Saturday, November 25, 2017

The Saturday Series - 42 - "The Glad God"


(Friends:  Most Saturdays for the duration of this year, I plan on sharing a message that relates to the character and nature of God, and our response thereunto.  I hope you will find it helpful, and as always, thanks for allowing us to send the devotionals to you.  Glen).


The Saturday Series - 42


"The Glad God"


    Our view of God must include the truth of His indescribably glad nature.

    "In Thy presence is fullness of joy.  At Thy right hand there are pleasures forevermore" (Psalm 16:11).

    We must perceive God in terms of the Psalmist's affirmation, especially in light of the Bible's accounting of our Lord's displeasure regarding the current state of creation.  Things are not as He would have them to be because of sin and its consequences.   This is especially true regarding human hearts, many of which give Him no regard at all, and others that presently know Him in far more limited experience than He desires.  The Bible's declaration of God's discontent with things as presently constituted must be interpreted in light of its plainly stated description of He in whom the trusting heart finds "joy unspeakable and full of glory" even though we cannot see or hear Him (I Peter 1:8).  Our Lord's sorrow does not preclude the truth that He exists as the very essence of joy, to the extent that only in Him are found "fullness of joy" and "pleasures forevermore."

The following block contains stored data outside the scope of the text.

PR #9782, opened 2026-09-02
feat(lock): add Howdy face authentication, visual indicator, and setup wizard

edgseu:
## Summary

Adds Howdy (IR/webcam) face authentication to the Omarchy lock screen, wired to the real Howdy stack: howdy-git from the AUR and its compiled /lib/security/pam_howdy.so module.

Face authentication runs as a dedicated PAM context (omarchy-lock-howdy) in parallel with password and fingerprint — whichever matches first unlocks the desktop. An interactive setup wizard (omarchy setup security face) installs, configures, enrolls, and enables it; a matching remove wizard tears everything down, including enrolled biometric models.

## Changes

- **`bin/omarchy-setup-security-face`**: installs howdy-git (+ v4l-utils) via `omarchy-pkg-add`, aborting before anything is changed if the AUR build fails. Tunes whatever config home this Howdy build uses — probing /etc/howdy, /lib/security/howdy, and /usr/local/etc/howdy, since the location moved between builds (master r592+ uses /etc/howdy) — with detection notices off, timeout 3s, IR-friendly dark_threshold = 90, and face snapshots disabled (a documented spoofing hole). Idempotent: an existing face model skips enrollment so re-running to repair PAM never adds duplicate models. Mirrors the fingerprint enrollment flow's hardware checks: verifies the camera actually delivers frames before asking for a face, verifies enrollment stored a face model before writing any PAM, and aborts cleanly otherwise. Normalizes config/model paths after enrollment, since some Howdy builds write to /usr/local/etc/howdy while the PAM module only reads /lib/security/howdy. Writes /etc/pam.d/omarchy-lock-howdy (`auth sufficient /lib/security/pam_howdy.so`) only after successful enrollment and only when the module file exists.
- **`bin/omarchy-remove-security-face`**: removes the PAM context, drops howdy-git (or legacy howdy), disables the linux-enable-ir-emitter unit, and deletes enrolled face models (biometric data) from both known locations.
- **`shell/plugins/lock/Service.qml`**: omarchy-lock-howdy PAM context running in parallel with password and fingerprint; 5-second attempt timeout (battery guard); face attempts rate-limited by a cooldown so motion wake cannot turn every mouse movement into a camera-on PAM attempt; resume/lid-open detection re-triggers scanning and only runs when face auth is configured.
- **`shell/plugins/lock/LockView.qml`**: animated face indicator (pulsing while scanning) inside the field, a single hover area with motion wake (no click-swallowing overlay), error text keeps its error styling even while a parallel face scan runs, and indicator spacing is measured from the rendered glyphs.
- **`bin/omarchy-hw-face`**: hardware detector gating the wizard (exit codes per the hw- convention) — sysfs-precise: USB webcams matched by their uvcvideo driver binding, embedded MIPI/PCIe sensors by name, never just any /dev/video node.
- **`shell/plugins/lock/manifest.json`**: documents the face PAM flow.
- **`test/shell.d/lock-face-test.sh`**: 32 contract assertions — the real module and config paths, no phantom module references, howdy-git packaging (never plain howdy), path normalization, snapshot hardening, camera-frame and enrollment verification, complete teardown, the attempt cooldown, and the single hover area.

## Notes for reviewers

- The Howdy AUR dependency chain (python-dlib, opencv) occasionally breaks after Python version bumps; the wizard fails loudly and safely in that case. A pinned PKGBUILD in omarchy-pkgs would be the robust follow-up.
- Hardware behavior (IR emitters, camera detection, enrollment, the PAM conversation) needs a manual pass on real machines; the automated tests are contract-level by design.

## Verification

- `test/shell.d/lock-face-test.sh` — 32/32 assertions pass.
- `test/cli` — passes (116 assertions).
- `test/shell.d/bin-style-test.sh` — passes.


bjarneo:

edgseu:
Hey @bjarneo,

I understand the automated duplicate check consolidated review into #8336, but I would like to ask you to consider reopening this PR. This implementation is not a simple duplicate—it was built from the ground up to address several critical architectural, security, and performance issues present in #8336, and it would serve Omarchy much better:

### 1. Strict Security Boundaries
- **No sudo modification**: #8336 injects Howdy into `/etc/pam.d/sudo`. This PR confines PAM strictly to the lock screen context (`/etc/pam.d/omarchy-lock-howdy`).
- **Fail-safe PAM stack**: Uses `auth sufficient` (rather than `auth required`, which can break fallback auth) and verifies `/lib/security/pam_howdy.so` exists on disk before enabling the configuration.
- **Biometric privacy on removal**: Tears down enrolled face models (`rm -rf .../models`) and disables the `linux-enable-ir-emitter` systemd unit during removal, ensuring user biometric templates are never left behind.

### 2. Hardware Detection & Path Robustness
- **Dedicated `omarchy-hw-face` detector**: Follows the Omarchy `omarchy-hw-*` architecture and inspects sysfs (`/sys/class/video4linux`) for `uvcvideo` bindings and sensor names, preventing false-positive matches on capture cards, tuners, or loopback nodes.
- **Pre-flight frame & model verification**: Verifies that the camera can actually stream frames via `v4l2-ctl` before enrollment, checks that a model was saved before writing PAM, and normalizes paths across Howdy package revisions (`/etc/howdy`, `/lib/security/howdy`, `/usr/local/etc/howdy`).
- **Hardened settings**: Disables unencrypted face snapshots (`capture_failed = false`, `capture_successful = false`) and configures responsive IR thresholds.

### 3. Lock Screen Performance & Battery Protection (`Service.qml`)
- **Zero-fork reactive watching**: Uses Quickshell's native `FileView` instead of spawning `bash -c` subshells on lock/wake events.
- **Attempt timeout & cooldown**: Includes a 5-second attempt timeout so a stalled camera driver or recognizer cannot lock up the PAM context indefinitely, plus a 2-second cooldown to prevent mouse motion wake events from repeatedly re-powering the camera and draining battery.
- **Lid-open / resume detection**: Uses clock-delta monitoring to automatically trigger face scanning when resuming from sleep or opening the laptop lid.

### 4. Polished UI/UX (`LockView.qml`)
- **Symmetric layout**: Groups biometric indicators in a `Row` on the right edge, matching Hyprlock/Omarchy design conventions and preventing the input field margins from becoming distorted.
- **Active visual feedback**: Includes a smooth pulse animation, accent color highlighting, and dynamic "Scanning face…" status text while face authentication is running, with error messages properly prioritized.

### 5. Automated Testing & Clean Merge
- Comes with **32 contract assertions** in `test/shell.d/lock-face-test.sh` covering security, package targets, path normalization, teardown, cooldown, and glyph metrics.
- Merges cleanly on top of `quattro` without any conflicts.

Given the robustness, privacy, and performance improvements here, could we please reopen #9782 for review?

PR #9794, opened 2026-09-02
Expose dropdown indicator font

villekivela:
Dropdown currently renders its Nerd Font chevron with the same font family as option labels. Consumers that use a separate icon font cannot override the indicator without also breaking label text.

Add indicatorText and indicatorFontFamily properties while preserving the existing glyph and font defaults. This is backward-compatible and lets hosts supply another icon font or glyph.

Test: bash test/shell.d/dropdown-indicator-test.sh


villekivela:
Closing this — it works on Omarchy as-is, so no change is needed.

PR #9795, opened 2026-09-02
Require interactive review for supported AUR flows

tonibergholm:
## Summary

- hold AUR changes during unattended and non-terminal updates, preserving each original prompt stream across the update logger's pseudo-terminal
- centralize prompt eligibility for AUR review, package-conflict resolution, and orphan removal
- centralize reviewed Yay execution so complete PKGBUILDs and available Yay/Git diffs open in the same blocking terminal viewer before final package-manager confirmation
- handle yay's empty-query status correctly and apply the transaction ignore list to the read-only report
- preserve explicit picker reinstalls without disabling Yay's build cache while routing them through the reviewed path and removing the sudo keepalive
- keep AUR-dependent migrations pending only when review cannot start, while propagating real install failures
- report query failures and declined or broken optional AUR updates without aborting the trusted system update
- preserve interactive migration review for curl-piped Quattro upgrades, and make `--yes` consistently unattended
- document the emergency review gate, its limitations, and the next trust boundaries

This is a compatibility-phase review gate. It does not sandbox PKGBUILDs, bind recipes and sources to immutable hashes, inspect built artifacts independently, or produce signed attestations.

## Testing

- `bash test/shell.d/update-aur-pkgs-test.sh`
- `bash test/shell.d/pkg-aur-review-test.sh`
- `bash test/shell.d/pkg-aur-run-reviewed-test.sh`
- `bash test/shell.d/update-can-prompt-test.sh`
- existing update sequence, lock, disk-space, conflict, orphan, migration, channel, and Quattro upgrade shell tests
- `./test/cli`
- `bash -n` for changed shell scripts and tests
- `git diff --check`

The complete 230-file shell suite exercised the new tests successfully. Its five remaining failures were unrelated existing/environment cases: three require a sibling `omarchy-pkgs` checkout, plus `launch-about-test` and `network-qr-test`.


bjarneo:
Automated duplication check: this pull request looks similar to #9227, which covers the same AUR interactive gate. I keep that one open and close this one to consolidate review.

Issue #7439, opened 2026-08-19
No Wi-Fi on Apple Silicon Macs: the Broadcom quirk's chip-ID gate includes BCM4378/BCM4387


thejamescollins:
### System details

2021 16" MacBook Pro, Apple M1 Max, 32GB RAM (MacBookPro18,2 / apple,j316c), Broadcom BCM4387 [14e4:4433], Asahi Linux on Arch Linux ARM aarch64, linux-asahi 7.1.6.asahi1-1, Omarchy 4.0.0

### What's wrong?

With Wi-Fi firmware loading and `wlan0` present, no network can be joined. Scanning lists everything in range. Connecting hangs, times out, and NetworkManager reports it like a wrong password. After a couple of attempts the chip stops answering the driver, so scanning dies too, and only a driver reload or a reboot brings it back.

Not to be confused with the other Apple Silicon Wi-Fi problem, which gives no `wlan0` at all: that one comes from `omarchy_hooks.conf` reassigning `HOOKS` and dropping Asahi's `asahi` initcpio hook, already reported in #6876. Everything here is with firmware loading correctly.

The cause is `install/hardware/apple/fix-brcmfmac-supplicant.sh`, which writes `options brcmfmac feature_disable=0x82000` for any Apple machine matching a `brcmfmac` PCI ID from `brcm_hw_ids.h`. Two of those nine IDs are Apple Silicon parts, not Intel Macs:

| ID | Constant | Hardware |
|---|---|---|
| `4425` | `BRCM_PCIE_4378_DEVICE_ID` | BCM4378, M1 |
| `4433` | `BRCM_PCIE_4387_DEVICE_ID` | BCM4387, M1 Pro/Max/Ultra, M2 |

On a BCM4387 the flag does the opposite of its job. It is meant to fix a WPA handshake that never completes, and instead it stops association happening at all. Without the flag the same machine joins the same AP normally.

#6652 flagged this risk itself, with "The chip-ID list is derived, not tested", and asked for confirmation from an `iMac19,x` or a 2017 MacBook Pro. This is confirmation, from the other end of the list.

#### Reproduce

1. Apple Silicon Mac on Asahi, with vendor firmware loading so `wlan0` exists and scanning works.
2. Confirm `/etc/modprobe.d/brcmfmac.conf` contains `options brcmfmac feature_disable=0x82000`, written by the script at install time or by `migrations/1786391100.sh` on an existing install. Reboot.
[...]

PR #9803, opened 2026-09-02
Fix WPA3 on MacBookPro16,1

### LINKED ISSUE #9802: MacBookPro16,1 Broadcom quirk disables WPA3-SAE
# MacBookPro16,1 Broadcom quirk disables WPA3-SAE

### System details

2019 16-inch Intel MacBook Pro (`MacBookPro16,1`), Broadcom BCM4364B3 `[14e4:4464]`, Omarchy 4.0.1-1 Quattro, `linux-t2` 7.1.8, brcmfmac firmware `9.30.514.0.32.5.94` (`FWID 01-68d7ff80`).

### What's wrong?

Omarchy writes this module option on Apple systems using the BCM4364:

```text
options brcmfmac feature_disable=0x82000
```

On this MacBookPro16,1, that option prevents connections to WPA3-only networks. Scanning still finds the AP, but authentication/association times out and NetworkManager eventually reports `ssid-not-found`.

The option's current comment says `0x80000` disables firmware authentication (`FWAUTH`). In the current brcmfmac feature enum, however, bit 19 (`0x80000`) is `BRCMF_FEAT_SAE`; `FWAUTH` is bit 20 (`0x100000`). Disabling `0x82000` therefore disables both firmware supplication and SAE. cfg80211 only advertises SAE offload when FWSUP and SAE remain enabled, and this firmware does not expose a separate host SAE path.

`feature_disable=0x82000` never disabled FWAUTH: it disabled FWSUP and SAE. FWAUTH was enabled under the old configuration and remains enabled with the driver defaults. The behavioral change on `MacBookPro16,1` is restoring FWSUP and SAE, which were verified against WPA2, transition-mode, and WPA3 networks. There is no evidence that disabling the separate FWAUTH capability is necessary or beneficial for this client-mode issue.

Reproduction:

1. Confirm `/etc/modprobe.d/brcmfmac.conf` contains `options brcmfmac feature_disable=0x82000` and load brcmfmac with that value.
2. Attempt to join a WPA3-SAE network with PMF required. The connection times out.
3. Reload brcmfmac with `feature_disable=0`, or remove the Omarchy-owned option and reboot.
4. `iw phy` now reports `SAE_OFFLOAD`; the same profile joins successfully, obtains DHCP, and passes gateway and internet ping tests.

This was reproduced with the same adapter and firmware in one session. WPA3-SAE with PMF required connected after the live reload and again after persisting the driver default. A WPA2/WPA3 transition AP was then tested through both authentication paths: its normal WPA-PSK profile and a temporary SAE profile with PMF required both associated, obtained DHCP, and passed gateway and internet ping tests with 0% packet loss. The WPA-PSK profile also passed a disconnect/reconnect cycle. A separate WPA2-only AP was not available, but the WPA2 authentication path on the transition AP is verified.

This is related to #7439 and #7577, but those concern Apple Silicon BCM4378/BCM4387 systems. The proposed architecture guard in #7577 deliberately retains the quirk on x86_64 and therefore does not restore WPA3 on this Intel Mac.

Suggested narrow fix: exempt the verified `MacBookPro16,1` from the quirk, correct the bit documentation, and migrate existing installs by removing only the exact Omarchy-owned configuration blocks. Other Apple models should retain the transition-mode workaround until they are tested.

kazeshini178:
## Summary

- keep brcmfmac firmware SAE offload enabled on `MacBookPro16,1`
- correct the `feature_disable` documentation: `0x80000` is SAE, not FWAUTH
- remove the exact Omarchy-owned `0x82000` block from existing `MacBookPro16,1` installs and request a reboot
- leave other Mac models and administrator-customized configurations unchanged

Fixes #9802.

Related: #7439, #7577, #6652.

## Why

The BCM4364B3 firmware on a tested 2019 16-inch Intel Mac needs its advertised SAE offload path to join WPA3-only networks. Omarchy's `feature_disable=0x82000` transition-mode workaround disables bit 19 (`BRCMF_FEAT_SAE`) as well as firmware supplication, so WPA3-SAE authentication is unavailable on this model.

`feature_disable=0x82000` never disabled FWAUTH: it disabled FWSUP and SAE. FWAUTH is bit 20 (`0x100000`) and was enabled both before and after this fix. The behavioral change on `MacBookPro16,1` is restoring FWSUP and SAE, which were verified against WPA2, transition-mode, and WPA3 networks. There is no evidence that disabling FWAUTH is needed for this client-mode issue.

With the quirk enabled, a WPA3-only connection timed out. Reloading the same driver and firmware with `feature_disable=0` exposed `SAE_OFFLOAD`; the same NetworkManager profile then associated, obtained DHCP, and passed gateway and internet ping checks. The persistent configuration was verified after a second reload.

The model exemption is intentionally narrow. The workaround remains useful for older Broadcom firmware with broken WPA2/WPA3 transition-mode handling, and only `MacBookPro16,1` has been verified here.

## Test plan

- `bash test/shell.d/brcmfmac-supplicant-test.sh`
- `bash test/shell.d/brcmfmac-wpa3-cleanup-test.sh`
- `bash -n` on all changed shell files
- `git diff --check`
- live WPA3-SAE/PMF-required association, DHCP, gateway ping, and internet ping on BCM4364B3
- live WPA2/WPA3 transition AP through both WPA-PSK and SAE/PMF-required profiles, including DHCP and 0%-loss gateway/internet pings
- disconnect/reconnect cycle on the transition AP's WPA-PSK profile

`./test/all` was also run. The changed Wi-Fi tests passed; five unrelated environment/baseline tests failed. Three require a separate `omarchy-pkgs` checkout, while `launch-about-test.sh` and `network-qr-test.sh` fail in this non-Wayland test environment. No failure references a changed file.

A separate WPA2-only AP was not available. The WPA2 authentication path itself was verified by pinning the transition AP profile to WPA-PSK; NetworkManager logged `WPA-PSK WPA-PSK-SHA256 FT-PSK`, and the connection passed association, DHCP, reconnect, and traffic tests.

### DIFF
--- a/install/hardware/apple/fix-brcmfmac-supplicant.sh
+++ b/install/hardware/apple/fix-brcmfmac-supplicant.sh
@@ -3,9 +3,9 @@
 # WPA2/WPA3 transition mode: the client associates, the four-way handshake never
 # completes, and NetworkManager reports the password as wrong.
 #
-# feature_disable turns off the firmware supplicant (FWSUP, 0x2000) and firmware
-# authenticator (FWAUTH, 0x80000), handing the handshake back to wpa_supplicant
-# in software.
+# feature_disable turns off the firmware supplicant (FWSUP, 0x2000) and SAE
+# authentication (SAE, 0x80000), handing WPA2 handshakes back to wpa_supplicant
+# in software and preventing WPA3-only authentication.
 #
 # This quirk already shipped for T2 Macs, detected by the T2 PCI ID that every
 # one of them carries. The bug is in the Broadcom firmware, not in the T2 bridge,
@@ -19,17 +19,20 @@
 # from the T2 era on. The BCM4360 in 2013-2015 Macs is deliberately absent: it
 # runs the out-of-tree wl driver, which never reads a brcmfmac option.
 sys_vendor="$(cat /sys/class/dmi/id/sys_vendor 2>/dev/null || true)"
+product_name="$(cat /sys/class/dmi/id/product_name 2>/dev/null || true)"
 
-if lspci -nn | grep "106b:180[12]" >/dev/null ||
+if [[ $product_name == "MacBookPro16,1" ]]; then
+  echo "Detected a MacBookPro16,1; keeping WPA3 firmware offload enabled"
+elif lspci -nn | grep "106b:180[12]" >/dev/null ||
   { [[ $sys_vendor == Apple* ]] &&
     lspci -nn | grep -E "14e4:(43ba|43bb|43bc|43a3|43dc|4464|4488|4425|4433)" >/dev/null; }; then
   echo "Detected a Mac with Broadcom Wi-Fi; running the WPA handshake in software"
 
   mkdir -p /etc/modprobe.d
   cat > /etc/modprobe.d/brcmfmac.conf <<'EOF'
-# Broadcom's firmware supplicant and authenticator fail the WPA four-way
-# handshake on Apple hardware, which surfaces as a rejected password. Disable
-# both so wpa_supplicant performs the handshake instead.
+# Broadcom's firmware WPA handling fails on affected Apple hardware, which
+# surfaces as a rejected password. Disable firmware supplication and SAE so
+# transition-mode networks use the software WPA2 handshake instead.
 options brcmfmac feature_disable=0x82000
 EOF
 fi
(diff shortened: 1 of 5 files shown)


thedavidweng:
Can confirm this exact issue also affects **`MacBookPro15,2`** (and many more models) and the fix will work too.

The model check `product_name == "MacBookPro16,1"` is too narrow:
1. All T2 Intel Macs (`MacBookPro15,x`, `MacBookPro16,x`, `MacBookAir8,x`/`9,x`, `Macmini8,1`, `iMac20,x`, `MacPro7,1`) use the same **BCM4364 (`14e4:4464`)** controller and 2021-2023 modern firmware lineage that natively supports SAE offload.
2. The original bug that inspired #6652 was on legacy pre-T2 hardware (BCM43602, 2015-era firmware). Applying the quirk to BCM4364 was an accidental overshoot.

    Among many reasons for our Lord's displeasure is the fact of our own.  A God of pure and exhilarating joy cannot by definition be pleased when sorrow pervades the hearts He made.  Thus, He reveals Himself and His truth by His Word, His Spirit, His people, and His involved presence in creation.  He offers salvation through the Lord Jesus Christ and the joy of His redeeming grace.  "Rejoice in the Lord always, and again I say rejoice" commands the Apostle Paul, revealing the God who desires "to give unto them beauty for ashes, the oil of joy for mourning, and the garment of praise for the spirit of heaviness" (Isaiah 61:3).  Our Heavenly Father's pleasure coincides with our own and He will not be content until His trusting children in Christ all experience complete deliverance from sorrow, and complete entrance "into the joy of thy Lord" (Matthew 25:21).

   Perceiving God rightly and accurately understanding His truth requires our awareness of His glad nature.  "Thou hast made known to me the ways of life.  Thou shalt make me full of joy with Thy countenance" (Acts 2:28).  The degree to which we know His joy determines the experience of our own capacity for a glad heart.  Amid the challenges and pains of our present existence, we can know through Christ the wonder of being "sorrowful, yet always rejoicing" (II Corinthians 6:10).  One day we will know undisturbed and unmitigated gladness in the presence of the glad God.  For now, we often see Him through tears.  The vision nevertheless graces us with the capacity to rejoice in the very midst of sorrow.  This reveals the power of joy, that is, of our Lord's joyous being and nature as the glad God, and the God who alone can make us His glad children.

"O send out Thy light and Thy truth: let them lead me; let them bring me unto Thy holy hill, and to Thy tabernacles. Then will I go unto the altar of God, unto God my exceeding joy."
(Psalm 43:3-4)
"Yet I will rejoice in the LORD, I will joy in the God of my salvation."
(Habakuk 3:18)

Weekly Memory Verse
   Wherefore we receiving a kingdom which cannot be moved, let us have grace, whereby we may serve God acceptably with reverence and godly fear.